• _Problem_: Please take the records that follow and repeat exactly the lines starting with the line with "PR #4465, opened 2021-09-02" and going on through the line with "Tested with a".

Saved entries:

- Opening Delimiter -

PR #4453, opened 2021-08-31
libs/libxx: Enforce RTTI for building libcxxabi

gustavonihei:
## Summary
This PR intends to enable the integration of `libcxxabi` on applications that disable RTTI (via `-fno-rtti`).

It is okay for the application to be built without RTTI (-fno-rrti), but libcxxabi requires RTTI at least for the library.

## Impact
Just for users of `libcxxabi`. Since this library was recently integrated, impact is minimal.

## Testing
`esp32-wrover-kit` with `cxxtest` example application.

### DIFF
--- a/libs/libxx/libcxxabi.defs
+++ b/libs/libxx/libcxxabi.defs
@@ -55,6 +55,9 @@ else
 CPPSRCS += cxa_noexception.cpp
 endif
 
+# RTTI is required for building the libcxxabi library
+CXXFLAGS += -frtti
+
 DEPPATH += --dep-path libcxxabi/src
 VPATH += libcxxabi/src
 


gustavonihei:
@xiaoxiang781216 I saw that it is also possible to build `libcxxabi` with `-fno-rtti` by removing `private_typeinfo.cpp` from the build, but this is not supported by the `libcxxabi` build system.
Furthermore, no other project that relies on `libcxxabi` attempts to build it with `-fno-rtti`.

xiaoxiang781216:
> @xiaoxiang781216 I saw that it is also possible to build `libcxxabi` with `-fno-rtti` by removing `private_typeinfo.cpp` from the build, but this is not supported by the `libcxxabi` build system.
> Furthermore, no other project that relies on `libcxxabi` attempts to build it with `-fno-rtti`.

Since RTTI will increase the code size, it will be useful if we can compile libcxxabi without RTTI.

gustavonihei:
> Since RTTI will increase the code size, it will be useful if we can compile libcxxabi without RTTI.

Compiling `libcxxabi` with RTTI will impose minimal impact on code size, since the real impact will be dictated by enabling RTTI for the application. I think the trade-off here is more like between correctness/compliance and build time, since `libcxxabi` could have 1 or 2 files removed from the build (we could also remove `cxa_demangle.cpp` which is used just for dynamic_cast implementation).

gustavonihei:
> > Since RTTI will increase the code size, it will be useful if we can compile libcxxabi without RTTI.
> 
> Compiling `libcxxabi` with RTTI will impose minimal impact on code size, since the real impact will be dictated by enabling RTTI for the application. I think the trade-off here is more like between correctness/compliance and build time, since `libcxxabi` could have 1 or 2 files removed from the build (we could also remove `cxa_demangle.cpp` which is used just for dynamic_cast implementation).

Between the two, I'd go with the first option. This way it is entirely up to the application to decide whether to include RTTI support.
And disabling RTTI won't bring that many benefits. Besides, we would need to create a new switch on Kconfig for selecting RTTI.

xiaoxiang781216 (approved):
Ok

libs/libxx/libcxxabi.defs
```diff
@@ -55,6 +55,9 @@ else
 CPPSRCS += cxa_noexception.cpp
 endif
 
+# RTTI is required for building the libcxxabi library
+CXXFLAGS += -frtti
```
xiaoxiang781216, line 59: @gustavonihei  libcxx/uClibc++ share the same CXXFLAGS with libcxxabi, this change will enable rtti for the standard library.

gustavonihei: You are right, I haven't noticed it before. I assumed that setting would be specific to `libcxxabi`.
NuttX build system supports file-specific compiler flags. Although functional, it seems rather ugly:
```suggestion
libcxxabi/src/private_typeinfo.cpp_CXXFLAGS += -frtti
```
The other way, and most correct I believe, would be to create a switch for RTTI support.
And this config could be applied to every board makefile, but it is not a small change hehe

xiaoxiang781216: Another method is select rtti by CXX_EXCEPTION too.

gustavonihei: > Another method is select rtti by CXX_EXCEPTION too.

Do you mean to rely on the same switch? I think that's not very intuitive.

Another option would be to separate the ABI libs from the standard implementation libs.
This would allow us to to compile libcxxabi with RTTI.

xiaoxiang781216: It's a good idea to separate ABI libs.

PR #4454, opened 2021-08-31
user/trap: Set MQ_MAXMSGSIZE to 64 to get NX working

acassis:
## Summary
Enforce CONFIG_MQ_MAXMSGSIZE >=64 when NX Server is used
## Impact
Users will be informed that they need CONFIG_MQ_MAXMSGSIZE >=64
## Testing
ESP32


sched/Kconfig
```diff
@@ -1588,7 +1588,8 @@ config PREALLOC_MQ_IRQ_MSGS
 
 config MQ_MAXMSGSIZE
 	int "Maximum message size"
-	default 32
+	default 32 if !NX
```
gustavonihei, line 1591: I agree with the motivation, but the proposed solution fails to achieve its intent.
The default value of 64 will only be effective in the following scenario:
1) User selects `CONFIG_DISABLE_MQUEUE` for deactivating message queue support
2) User enables `CONFIG_NX`
3) User deselects `CONFIG_DISABLE_MQUEUE`
So, given the need for this very specific scenario, I believe we need a better solution.

acassis: My initial idea was just make the default 32 bytes, but it could waste memory for boards with not enough RAM. Yes, I noticed the issue, Kconfig is not dynamic it doesn't run the rules during its executing. I think only the "depends" rules are checked during the execution.

gustavonihei: Imposing a default value for a given config is not scalable. Imagine if 300 configs required a different default value, it would become messy.
It would be better if each config/subsystem performs a sanity check, either in Kconfig via `depends on` or at build time.

xiaoxiang781216 (approved):

xiaoxiang781216 (approved):

PR #4456, opened 2021-09-01
libc/gettext: Initialize path field when creating mofile struct.

XuNeo:
## Summary
Fix the missing path field initilization when creating new mofile structure.
## Impact
No.

### DIFF
--- a/libs/libc/locale/lib_gettext.c
+++ b/libs/libc/locale/lib_gettext.c
@@ -312,6 +312,7 @@ FAR char *dcngettext(FAR const char *domainname,
           return notrans;
         }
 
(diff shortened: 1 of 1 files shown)


xiaoxiang781216 (approved):

libs/libc/locale/lib_gettext.c
```diff
@@ -312,6 +312,7 @@ FAR char *dcngettext(FAR const char *domainname,
           return notrans;
         }
 
+      strncpy(mofile->path, path, PATH_MAX);
```
xiaoxiang781216, line 315: strlcpy is better than stncpy since strncpy will set the whole unused space to zero.

PR #4465, opened 2021-09-02
feature: driver: Add a Linux SPI into simulator.

liuchengvbl:
## Summary
When CONFIG_SIM_SPI is valid, a specified Linux SPI device "spidevN.P" (N is bus number and P is CS number) is attached to nuttx simulator, shown as "spi0" under /dev. One may type "spi" command (need SPITOOL valid) in NSH to control the Linux SPI and exchange data, other devices such sensors can use it to debug in simulator on a Ubuntu PC. Note that a USB<>SPI module (e.g. CH341A/B) should be plugged in to achieve Linux SPI ports.

Change-Id: I275b2c2bbf6d14bcdf514c89efb9a2264d69e9a3
Signed-off-by: liucheng5 <liucheng5@xiaomi.com>

## Impact
Bring an extra step for sim_spi initializing to sim_bringup() procession, after sim_i2cbus initialized.

## Testing
Tested with a CH341B USB<>SPI module, in Ubuntu 18.04. Nuttx congifuredd as "./tools/configure.sh -l sim:linuxspi" and ran with "sudo ./nuttx".
Test0: Use "ls /dev", and found "spi0" in /dev.
Test1: The Linux SPI device works as a master, use some sensors as slaves.  Use "spi exch" to successfully read and write sensors' registers.
Test2: Loopback MISO<>MOSI of the USB<>SPI module. Use "spi exch" to successfully receive the the same content as transmitted.


jerpelea (approved):

xiaoxiang781216:
macOS build fail:
```
Undefined symbols for architecture x86_64:
  "_sim_spi_initialize", referenced from:
      _sim_bringup in nuttx.rel
  "_sim_spi_uninitialize", referenced from:
      _sim_bringup in nuttx.rel
ld: symbol(s) not found for architecture x86_64
```
Since this feature is specific for Linux, it should be removed from macOS CI, @liuchengvbl :
https://github.com/apache/incubator-nuttx/blob/master/tools/ci/testlist/sim-01.dat#L10

PR #4466, opened 2021-09-03
sched/wdog/wd_start.c: prevent accessing watch-dog lag if head is NULL

michallenc:
## Summary
Recent change presented in commit 9116ed9247 (PR #4413) moved wd_expiration() outside
while loop. This was causing hard faults when running configuration with
enabled Tickless Mode with Alarm. The current change fixes this problem.

## Testing
Tested on Teensy 4.1 board. Probably worthy to do some other tests on different platforms with Alarm turn on if anyone has them available.

### DIFF
--- a/sched/wdog/wd_start.c
+++ b/sched/wdog/wd_start.c
@@ -98,40 +98,35 @@ static inline void wd_expiration(void)
   FAR struct wdog_s *wdog;
   wdentry_t func;
 
-  /* Check if the watchdog at the head of the list is ready to run */
+  /* Process the watchdog at the head of the list as well as any
+   * other watchdogs that became ready to run at this time
+   */
 
-  if (((FAR struct wdog_s *)g_wdactivelist.head)->lag <= 0)
+  while (g_wdactivelist.head &&
+        ((FAR struct wdog_s *)g_wdactivelist.head)->lag <= 0)
     {
-      /* Process the watchdog at the head of the list as well as any
-       * other watchdogs that became ready to run at this time
+      /* Remove the watchdog from the head of the list */
+
+      wdog = (FAR struct wdog_s *)sq_remfirst(&g_wdactivelist);
+
+      /* If there is another watchdog behind this one, update its
+       * its lag (this shouldn't be necessary).
        */
 
-      while (g_wdactivelist.head &&
-             ((FAR struct wdog_s *)g_wdactivelist.head)->lag <= 0)
+      if (g_wdactivelist.head)
         {
-          /* Remove the watchdog from the head of the list */
-
-          wdog = (FAR struct wdog_s *)sq_remfirst(&g_wdactivelist);
-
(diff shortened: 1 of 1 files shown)


GUIDINGLI:
Can you explain why move the wd_expiration to while loop can fix the problem.
What's the difference ?

In wd_expiration(), will looping execute wdog->func from g_wdactivelist.
So wd_expiration() do once is enough, I think.

michallenc:
> Can you explain why move the wd_expiration to while loop can fix the problem.

@GUIDINGLI My uderstanding is that when wd_expiration() is outside the loop that it might be called even if wdog == NULL which might cause the hard fault. That´s the only difference I can see there. The tests seems ok but I am also not much confident about this as I haven´t worked with watchdogs before.

davids5 (changes requested):
Please debug the hardfault. Provide the trace that shows the root cause.

See https://www.youtube.com/watch?v=KZkAM_PVOi0 16 minutes in.

xiaoxiang781216:
> > Can you explain why move the wd_expiration to while loop can fix the problem.
> 
> @GUIDINGLI My uderstanding is that when wd_expiration() is outside the loop that it might be called even if wdog == NULL which might cause the hard fault. That´s the only difference I can see there. The tests seems ok but I am also not much confident about this as I haven´t worked with watchdogs before.

From this line: https://github.com/apache/incubator-nuttx/blob/master/sched/wdog/wd_start.c#L101-L110
```
  /* Check if the watchdog at the head of the list is ready to run */

  if (((FAR struct wdog_s *)g_wdactivelist.head)->lag <= 0)
    {
      /* Process the watchdog at the head of the list as well as any
       * other watchdogs that became ready to run at this time
       */

      while (g_wdactivelist.head &&
             ((FAR struct wdog_s *)g_wdactivelist.head)->lag <= 0)
```
Look like the if statement may access lag when head is NULL. Since while statement check the same condition, and verify head isn't NULL before the check, the simple fix is remove if statement.

michallenc:
I will do the debugging on imxrt1060-evk just to be sure the problem is really in the line 103 in wd_expiration() function as @xiaoxiang781216 sent. Probably will get to this after the weekend.

GUIDINGLI:
I think Xiaoxiang is right, so can you update this PR and remove the:
if (((FAR struct wdog_s *)g_wdactivelist.head)->lag <= 0) in wd_expiration()

michallenc:
Hi. The debugging proved that NuttX really crashes because that if statement. I returned wd_expiration() call back as presented in commit 9116ed9247 and removed the problematic if statement. @GUIDINGLI @xiaoxiang781216 @davids5 Could you take a look at this? Thanks.

xiaoxiang781216 (approved):

xiaoxiang781216:
LGTM, @davids5 please take a look.

PR #4470, opened 2021-09-03
Doc: Add initial documentation to the simulator

acassis:
## Summary
Add initial documentation to the simulator
## Impact
Users will able use the simulator
## Testing
N/A

### DIFF
--- a/Documentation/platforms/sim/sim/index.rst
+++ b/Documentation/platforms/sim/sim/index.rst
@@ -1,0 +1,56 @@
+===
+SIM
+===
+
+It is possible to run NuttX in a simulator called ``sim``, but some features
+currently are supported only on Linux host (i.e.: Bluetooth, I2C, SPI, etc).
+
+Using ``sim`` you can test many of NuttX features without a supported board.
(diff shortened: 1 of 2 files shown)


xiaoxiang781216 (approved):

Documentation/platforms/sim/sim/index.rst
```diff
@@ -0,0 +1,56 @@
+===
+SIM
+===
+
+It is possible to run NuttX in a simulator called ``sim``, but currently it only
+supports Linux as host platform.
```
Ouss4, line 6: Is this (still) true? I think it was used on both macOS and Windows.

acassis: It was developed for Linux, all main features depends on Linux subsystems: BT, I2C, SPI, etc

xiaoxiang781216: But, other feature(especially network and hostfs) work on macOS.

acassis: Ok, fixed!

xiaoxiang781216 (approved):

PR #4471, opened 2021-09-03
xtensa/esp32:  Wi-Fi board logic refactoring.

saramonteiro:
## Summary

This PR does the following:
1.Reserve MTD partition exclusive to Wi-Fi
2.Allow mount Wi-Fi in any FS, except NXFFS.

## Impact

On saving Wi-Fi parameters.

## Testing

I used the sta_softap defconfig with multiple FSs (SmartFS, LittleFS and SPIFFS). I configured the Wi-Fi parameters, reset the board and navigated until mnt/esp/wifi and used cat to visualize if parameters were still there.

Note: To use SmartFS, it's important to have in mind that Wi-Fi filenames are large and CONFIG_SMARTFS_MAXNAMLEN should be adjusted.


gustavonihei (approved):
LGTM

PR #4477, opened 2021-09-05
Revert "arch: Replace ar and nm with gcc-ar and gcc-nm"

yamt:
## Summary

This reverts commit b05737d78fb0e746f46a19f2cdd9d4dc59e54985.

Because it broke clang-based builds.

### DIFF
--- a/arch/arm/src/arm/Toolchain.defs
+++ b/arch/arm/src/arm/Toolchain.defs
@@ -90,8 +90,8 @@ CXX = $(CROSSDEV)g++
 CPP = $(CROSSDEV)gcc -E -P -x c
 LD = $(CROSSDEV)gcc
 STRIP = $(CROSSDEV)strip --strip-unneeded
-AR = $(CROSSDEV)gcc-ar rcs
-NM = $(CROSSDEV)gcc-nm
+AR = $(CROSSDEV)ar rcs
+NM = $(CROSSDEV)nm
 OBJCOPY = $(CROSSDEV)objcopy
 OBJDUMP = $(CROSSDEV)objdump
 
--- a/arch/arm/src/armv6-m/Toolchain.defs
+++ b/arch/arm/src/armv6-m/Toolchain.defs
@@ -82,8 +82,8 @@ CXX = $(CROSSDEV)g++
 CPP = $(CROSSDEV)gcc -E -P -x c
 LD = $(CROSSDEV)gcc
 STRIP = $(CROSSDEV)strip --strip-unneeded
-AR = $(CROSSDEV)gcc-ar rcs
-NM = $(CROSSDEV)gcc-nm
+AR = $(CROSSDEV)ar rcs
+NM = $(CROSSDEV)nm
 OBJCOPY = $(CROSSDEV)objcopy
 OBJDUMP = $(CROSSDEV)objdump
 
--- a/arch/arm/src/armv7-a/Toolchain.defs
+++ b/arch/arm/src/armv7-a/Toolchain.defs
@@ -108,8 +108,8 @@ CXX = $(CROSSDEV)g++
 CPP = $(CROSSDEV)gcc -E -P -x c
 LD = $(CROSSDEV)gcc
 STRIP = $(CROSSDEV)strip --strip-unneeded
-AR = $(CROSSDEV)gcc-ar rcs
-NM = $(CROSSDEV)gcc-nm
+AR = $(CROSSDEV)ar rcs
+NM = $(CROSSDEV)nm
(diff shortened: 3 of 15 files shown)


xiaoxiang781216:
> ## Summary
> This reverts commit [b05737d](https://github.com/apache/incubator-nuttx/commit/b05737d78fb0e746f46a19f2cdd9d4dc59e54985).
> 
> Because it broke clang-based builds.
> 

@yamt could you point out which config break? https://github.com/apache/incubator-nuttx/pull/4451/checks show that the change pass CI on macOS.

yamt:
> > ## Summary
> > This reverts commit [b05737d](https://github.com/apache/incubator-nuttx/commit/b05737d78fb0e746f46a19f2cdd9d4dc59e54985).
> > Because it broke clang-based builds.
> 
> @yamt could you point out which config break? https://github.com/apache/incubator-nuttx/pull/4451/checks show that the change pass CI on macOS.

clang build of sim/linux at least.
i don't think we are testing it on the ci.

yamt:
i suppose LTO build will be an optional config.
i guess it makes more sense to make these conditional on, say, CONFIG_GCC_LTO.
how do you think?

xiaoxiang781216:
> i suppose LTO build will be an optional config.
> i guess it makes more sense to make these conditional on, say, CONFIG_GCC_LTO.

Could be, b05737d doesn't really enable lto, but make enable lto more easier.

> how do you think?

For sim clang support, the better fix is SIM_TOOLCHAIN_CLANG/SIM_TOOLCHAIN_GCC and arch/sim/Toolchain.defs.

yamt:
> > i suppose LTO build will be an optional config.
> > i guess it makes more sense to make these conditional on, say, CONFIG_GCC_LTO.
> 
> Could be, but [b05737d](https://github.com/apache/incubator-nuttx/commit/b05737d78fb0e746f46a19f2cdd9d4dc59e54985) doesn't really enable lto, but make enable lto more easier.
> 
> > how do you think?
> 
> For sim clang support, the better fix is SIM_TOOLCHAIN_CLANG/SIM_TOOLCHAIN_GCC and arch/sim/Toolchain.defs.

i'm not sure it's better or not. but i agree it's consistent with the other boards.
are you going to fix this that way?

yamt:
> > > i suppose LTO build will be an optional config.
> > > i guess it makes more sense to make these conditional on, say, CONFIG_GCC_LTO.
> > 
> > 
> > Could be, but [b05737d](https://github.com/apache/incubator-nuttx/commit/b05737d78fb0e746f46a19f2cdd9d4dc59e54985) doesn't really enable lto, but make enable lto more easier.
> > > how do you think?
> > 
> > 
> > For sim clang support, the better fix is SIM_TOOLCHAIN_CLANG/SIM_TOOLCHAIN_GCC and arch/sim/Toolchain.defs.
> 
> i'm not sure it's better or not. but i agree it's consistent with the other boards.
> are you going to fix this that way?

or are you asking me to do it? either way is ok for me.

xiaoxiang781216:
We can add an issue. The change isn't huge if you don't have free time, I can do it in this week.

yamt:
after thinking a bit, i guess the problem is not only for sim.
for example, it shouldn't be used in case of CONFIG_ARMV7M_TOOLCHAIN=CLANG, right?
i prefer this to be reverted for now unless we can fix it quickly.
(i don't think i can fix and test non-sim bits so quickly)

xiaoxiang781216:
Fix https://github.com/apache/incubator-nuttx/pull/4482

xiaoxiang781216:
@yamt, since https://github.com/apache/incubator-nuttx/pull/4451 is related to https://github.com/apache/incubator-nuttx/pull/3836. I would propose revert them in batch. Also, it's better to make a demo how to enable lto without gcc driver.

yamt:
> @yamt, since #4451 is related to #3836. I would propose to revert them in batch. Also, it's better to make a demo how to enable lto without gcc driver.

lto thing has been on my low-priority todo for a while. if anyone can beat me, it's welcome.

otoh, this one is more critical as it's breaking my (private) ci and workflows right now.

if you are going to merge https://github.com/apache/incubator-nuttx/pull/3836 without waiting for "lto demo", it's fine for me. (IMO it isn't reasonable to require me the demo in the first place.)
otherwise, let's fix this independently from https://github.com/apache/incubator-nuttx/pull/3836 .

xiaoxiang781216:
Ok, let's merge this PR first.

xiaoxiang781216 (approved):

- Closing Delimiter -

• _Expected output_:
PR #4465, opened 2021-09-02
feature: driver: Add a Linux SPI into simulator.

liuchengvbl:
## Summary
When CONFIG_SIM_SPI is valid, a specified Linux SPI device "spidevN.P" (N is bus number and P is CS number) is attached to nuttx simulator, shown as "spi0" under /dev. One may type "spi" command (need SPITOOL valid) in NSH to control the Linux SPI and exchange data, other devices such sensors can use it to debug in simulator on a Ubuntu PC. Note that a USB<>SPI module (e.g. CH341A/B) should be plugged in to achieve Linux SPI ports.

Change-Id: I275b2c2bbf6d14bcdf514c89efb9a2264d69e9a3
Signed-off-by: liucheng5 <liucheng5@xiaomi.com>

## Impact
Bring an extra step for sim_spi initializing to sim_bringup() procession, after sim_i2cbus initialized.

## Testing
Tested with a CH341B USB<>SPI module, in Ubuntu 18.04. Nuttx congifuredd as "./tools/configure.sh -l sim:linuxspi" and ran with "sudo ./nuttx".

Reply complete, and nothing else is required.